Task statement
Where does the word "docs" occur in the entries below? Copy every line that has it.

Data listing
PR #680, opened 2020-11-09
CS -> VB: improve generation of Call statement

Alexilia:
### Problem
there is no CallStatementSyntax for ObjectCreationExpression when several expressions are used. For example
new TaskFactory() as TaskFactory)
            .StartNew(() => { })
            .ContinueWith(t => {});

### DIFF
--- a/CodeConverter/VB/MethodBodyExecutableStatementVisitor.cs
+++ b/CodeConverter/VB/MethodBodyExecutableStatementVisitor.cs
@@ -67,22 +67,21 @@ namespace ICSharpCode.CodeConverter.VB
         {
             var exprNode = node.Accept(_nodesVisitor);
             var expression = exprNode as ExpressionSyntax;
-            if (expression != null) {
-                var allDirectExpressions = expression.FollowProperty(exp => exp.TypeSwitch(
+            return expression != null ? WrapRootExpression(expression) : (StatementSyntax)exprNode;
+        }
+        private StatementSyntax WrapRootExpression(ExpressionSyntax expressionSyntax) {
+            InvocationExpressionSyntax invocationExpression = expressionSyntax as InvocationExpressionSyntax;
+            if (invocationExpression != null) {
+                var lastExpression = expressionSyntax.FollowProperty(exp => exp.TypeSwitch(
                         (InvocationExpressionSyntax e) => e.Expression,
                         (ParenthesizedExpressionSyntax e) => e.Expression,
                         (CastExpressionSyntax e) => e.Expression,
                         (MemberAccessExpressionSyntax e) => e.Expression
-                    ));
-                InvocationExpressionSyntax invocationExpression = expression as InvocationExpressionSyntax;
-                var lastExpression = allDirectExpressions.LastOrDefault();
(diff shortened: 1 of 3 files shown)


CodeConverter/VB/MethodBodyExecutableStatementVisitor.cs
```diff
@@ -66,8 +66,19 @@ public override SyntaxList<StatementSyntax> VisitLocalDeclarationStatement(CSS.L
         private StatementSyntax ConvertSingleExpression(CSS.ExpressionSyntax node)
         {
             var exprNode = node.Accept(_nodesVisitor);
-            if (!(exprNode is StatementSyntax))
-                exprNode = SyntaxFactory.ExpressionStatement((ExpressionSyntax)exprNode);
+            var expression = exprNode as ExpressionSyntax;
+            if (expression != null) {
```
GrahamTheCoder, line 70: Nit: For cases like this, try to use the more modern syntax to be consistent with the rest of the codebase:
```csharp
if (exprNode is ExpressionSyntax expression)
```

CodeConverter/VB/MethodBodyExecutableStatementVisitor.cs
```diff
@@ -66,8 +66,19 @@ public override SyntaxList<StatementSyntax> VisitLocalDeclarationStatement(CSS.L
...
+                var allDirectExpressions = expression.FollowProperty(exp => exp.TypeSwitch(
+                        (InvocationExpressionSyntax e) => e.Expression,
+                        (ParenthesizedExpressionSyntax e) => e.Expression,
+                        (CastExpressionSyntax e) => e.Expression,
+                        (MemberAccessExpressionSyntax e) => e.Expression
+                    ));
+                if(allDirectExpressions.Last() is ObjectCreationExpressionSyntax)
```
GrahamTheCoder, line 77: I agree this is an improvement, but I don't think it covers all the cases. The [docs](https://docs.microsoft.com/en-us/dotnet/visual-basic/language-reference/statements/call-statement#remarks) say
> You typically use the Call keyword when the called expression doesn’t start with an identifier. Use of the Call keyword for other uses isn't recommended.
So perhaps we could just check for something like:
`expression.DecendantsOrSelf<ExpressionSyntax>().FirstOrDefault() is IdentifierNameSyntax`

Sorry if I've misunderstood, maybe add a couple of other test cases?

CodeConverter/VB/MethodBodyExecutableStatementVisitor.cs
Alexilia: Unfortunately, modern syntax is acceptable only for boolean variables.

CodeConverter/VB/MethodBodyExecutableStatementVisitor.cs
Alexilia: I don't know another cases how c# code can be converted using Call statement. Example from [docs](https://docs.microsoft.com/en-gb/dotnet/visual-basic/language-reference/statements/call-statement)

`Call (Sub() Console.Write("Hello"))()`

can be converted from
`(() => Console.Write("Hello"))()`
but the C# code can't be compiled.
Anyway, I have prepared more common fix, but potentially it can add Call statement in excess cases.

GrahamTheCoder:
Sorry I forgot about this. Thanks!

Issue #684, opened 2020-11-28
VB -> C#: CS1009 Unrecognized escape sequence


AteCoder:
### Input code
```vbnet
$"Soak: {sender.SoakStopwatch.Elapsed:d\.h\:mm\:ss\.f}"
```

### Erroneous output
```C#
$"Soak: {sender.SoakStopwatch.Elapsed:d\.h\:mm\:ss\.f}";
```

### Expected output
```C#
$"Soak: {sender.SoakStopwatch.Elapsed:d\\.h\\:mm\\:ss\\.f}";
```

### Details
* Product in use: VS extension 
* Version in use: 8.2.1.0
* Did you see it working in a previous version, which? N/A
* Any other relevant information to the issue, or your interest in contributing a fix. N/A

GrahamTheCoder:
There's already some logic to escape normal strings, I expect the same logic can probably be applied to format strings too

PR #688, opened 2021-01-08
Add code for format clause escape character.

BrianFreemanAtlanta:
Link to issue(s) this covers
This closes issue #684 . 
### Problem
For format text on interpolated strings require an escape for the "\" character in C#, but not in VB. 

### Solution
* Added code to add an extra"\" converted to C# and to remove the unneeded "\" converting to VB.
* The test converting to VB is failing.  Would like pointer on getting it to pass. C# needs `using System;` but VB doesn't but the test says "comments for line 0 not converted." Without `using System;` the conversion is unsuccessful.
* [X] Covering unit tests: VB -> C# and C# -> VB

### DIFF
--- a/CodeConverter/CSharp/ExpressionNodeVisitor.cs
+++ b/CodeConverter/CSharp/ExpressionNodeVisitor.cs
@@ -308,7 +308,8 @@ namespace ICSharpCode.CodeConverter.CSharp
 
         public override async Task<CSharpSyntaxNode> VisitInterpolationFormatClause(VBasic.Syntax.InterpolationFormatClauseSyntax node)
         {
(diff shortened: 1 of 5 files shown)


GrahamTheCoder:
Sorry, only just spotted this, thanks for the PR! Since I don't believe this introduces a new issue for the comment conversion I think it's fine to ignore it for the purpose of getting this change in. So I think if you put a comment on that line in the vb it won't get checked. e.g.
```vbnet
Imports System 'BUG: Code comment lost on this line
```

If that doesn't work, there's also a parameter to `TestConversionVisualBasicToCSharpAsync` which can disable testing comments entirely.

BrianFreemanAtlanta:
Thanks for the pointer. I updated the test case to ignore the comment issue. Should be good to go.

GrahamTheCoder:
Great, thanks! I'll try to release this in the next couple of weeks, but feel free to remind me if I forget - busy times!

Issue #682, opened 2020-11-22
C# -> VB: Generics type parameter missed BC30737 and BC32042


jonr3:
### Input code
```csharp
If relevant, please enter some example code here to reproduce the issue, or the steps taken to cause the issue.
```

### Erroneous output
[TaskCompletionSource2.zip](https://github.com/icsharpcode/CodeConverter/files/5579364/TaskCompletionSource2.zip)

```vbnet
            Dim tcs As TaskCompletionSource = Nothing

errors:

Severity	Code	Description	Project	File	Line	Suppression State
Error	BC32042	Too few type arguments to 'TaskCompletionSource(Of TResult)'.	TaskCompletionSource2	D:\clients\SADS\AsyncAwait\TaskCompletionSource2\TaskCompletionSource2\SdkProxy.vb	27	Active
```

### Expected output
```vbnet
I believe
Dim tcs As TaskCompletionSource(Of Boolean) = Nothing
```

### Details
* Product in use:  VS extension, VS2019 16.8.2
* Version in use: e.g. 8.2.1.0
* Did you see it working in a previous version, which? No, not used previous versions.
* Any other relevant information to the issue, or your interest in contributing a fix.

the Main sub is not correctly configured in the project so I also get this error:

Severity	Code	Description	Project	File	Line	Suppression State
Error	BC30737	No accessible 'Main' method with an appropriate signature was found in 'TaskCompletionSource2'.	TaskCompletionSource2	D:\clients\SADS\AsyncAwait\TaskCompletionSource2\TaskCompletionSource2\vbc	1	Active

whereas the c# code works fine with no changes.

GrahamTheCoder:
Thanks for the report. Both issues should be straightforward to fix, it's just a case of finding time. I'll prioritise the generics one since it can cause lots of work on a big project whereas there's only one main method

jonr3:
Thanks Graham,

The fix for the missing task type is:

Dim tcs As TaskCompletionSource(Of Boolean) = Nothing

Which compiles, as to whether its correct to allocate to nothing is another matter. The class TaskCompletionSource appears to require one and only one argument.

The duplicate “main” procedures are fixed by changing the private shared call to:

Public Shared Sub main(ByVal args As String())

It doesn’t seem to matter that the project points to the correct “main” as regardless of whether I choose “Sub Main” or TaskCompletionSource2.program the code works as it does in C# to the end.

[...]

PR #692, opened 2021-01-18
Updated ConvertToVariableDeclarator to handle generic declarations

BrianFreemanAtlanta:
Link to issue(s) this covers
This closes issue #682 .

### Problem
The system is generating a local variable for an out parameter. The type symbol was incorrectly parsed as a VB type which didn't properly recognize generics.

### Solution
* I replaced the call to `ToVBSyntax` with a call to the C# SyntaxFactory.ParseText instead of VB ParseText for the type symbol which then recognized the generic and the needed type arguments. I also added a call to the node visitor on the resulting CS type syntax.
* The ToVBSyntax had a NULL check (for type Symbol returned from `ExtractBestMatch<ITypeSymbol>`. Unsure if an explicit  NULL check and error throwing is needed
* Resharper formatted ExpressionsTest.cs resulting in several "minor" changes to the file. I can undo if needed.
* I did need to add the `hasLineCommentConversionIssue` to this test plus the existing `DeclarationExpressionAsync` test

I reviewed the callers for the `ToVBSyntax` which is called from the `ConvertToVariableDeclarator` overload for property declarations. It didn't seem to be an issue because it should never be called. A property cannot be declared as `var` so the call is unneeded. I believe the case will always fall into the `else` clause that simply calls the node visitor for the type.

### DIFF
--- a/CodeConverter/VB/CommonConversions.cs
+++ b/CodeConverter/VB/CommonConversions.cs
@@ -148,9 +148,7 @@ namespace ICSharpCode.CodeConverter.VB
             TypeSyntax typeSyntax;
             if (des.Type.IsVar) {
                 var typeSymbol = ModelExtensions.GetSymbolInfo(_semanticModel, des.Type).ExtractBestMatch<ITypeSymbol>();
-                var csTypeSyntax =
-                   CS.SyntaxFactory.ParseTypeName(typeSymbol.ToMinimalDisplayString(_semanticModel, des.Type.SpanStart));
-                typeSyntax = (TypeSyntax)csTypeSyntax.Accept(_nodesVisitor);
+                typeSyntax =(TypeSyntax) VbSyntaxGenerator.TypeExpression(typeSymbol);
             } else {
                 typeSyntax = (TypeSyntax)des.Type.Accept(_nodesVisitor);
             }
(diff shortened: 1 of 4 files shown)


GrahamTheCoder:
Sounds good. I'll try to take a closer look at the code and merge soon

CodeConverter/VB/CommonConversions.cs
```diff
@@ -142,12 +142,15 @@ public static StatementSyntax CreateLocalDeclarationStatement(SyntaxTokenList sy
...
+            
             var id = ((IdentifierNameSyntax)des.Accept(_nodesVisitor)).Identifier;
             var ids = SyntaxFactory.SingletonSeparatedList(SyntaxFactory.ModifiedIdentifier(id));
             TypeSyntax typeSyntax;
             if (des.Type.IsVar) {
                 var typeSymbol = ModelExtensions.GetSymbolInfo(_semanticModel, des.Type).ExtractBestMatch<ITypeSymbol>();
-                typeSyntax = typeSymbol?.ToVbSyntax(_semanticModel, des.Type);
+                var csTypeSyntax =
+                   CS.SyntaxFactory.ParseTypeName(typeSymbol.ToMinimalDisplayString(_semanticModel, des.Type.SpanStart));
+                typeSyntax = (TypeSyntax)csTypeSyntax.Accept(_nodesVisitor);
```
GrahamTheCoder, line 153: This class has a property called `VbSyntaxGenerator` which is a Roslyn class intended for converting a symbol to the appropriate syntax. Could you see if something like `VbSyntaxGenerator.TypeExpression(...)` achieves the same result

BrianFreemanAtlanta: I updated the code to use TypeExpression, replaced other call to ToVBSyntax and then removed ToVBSyntax.

GrahamTheCoder:
Great, thanks!

PR #693, opened 2021-01-21
VB -> C#: add async check for lamba expressions

### LINKED ISSUE #657: VB -> C#: Async Function doesn't translate to async lambda
### Input code
```vbnet
Return Await Me.ExecuteAuthenticatedAsync(Async Function()
    Return Await DoSomethingAsync()
End Function)
```

### Erroneous output
```C#
return await this.ExecuteAuthenticatedAsync(() => {
    return await DoSomethingAsync();
});
```

### Expected output
```C#
return await this.ExecuteAuthenticatedAsync(async () => {
    return await DoSomethingAsync();
});

```

### Details
* Version in use: 8.1.8.0

BrianFreemanAtlanta:
Link to issue(s) this covers
This closes #657 
### Problem
anonymous Async function without parameters was missing the async in converted code.

### Solution
* Added a check to see if anonymous function is Async like the other 2 lamba conversions
* I'm unsure if the else is needed (lines 56-61) there isn't a test that covers those lines, but since the other two routines check for anonymous I left it in. I think all lambas should be anonymous
* [X] Added test case to improve code coverage of lambda conversions

### DIFF
--- a/CodeConverter/CSharp/LambdaConverter.cs
+++ b/CodeConverter/CSharp/LambdaConverter.cs
@@ -47,11 +47,20 @@ namespace ICSharpCode.CodeConverter.CSharp
             var body = (CSharpSyntaxNode)block ?? expressionBody;
 
             LambdaExpressionSyntax lambda;
-            if (param.Parameters.Count == 1 && param.Parameters.Single().Type == null) {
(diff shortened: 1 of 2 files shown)


GrahamTheCoder:
Thanks!
I've slightly deduped the logic in 929585303a0d226076a4fb3538a1d89d9d564f69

Written answer
GrahamTheCoder, line 77: I agree this is an improvement, but I don't think it covers all the cases. The [docs](https://docs.microsoft.com/en-us/dotnet/visual-basic/language-reference/statements/call-statement#remarks) say
Alexilia: I don't know another cases how c# code can be converted using Call statement. Example from [docs](https://docs.microsoft.com/en-gb/dotnet/visual-basic/language-reference/statements/call-statement)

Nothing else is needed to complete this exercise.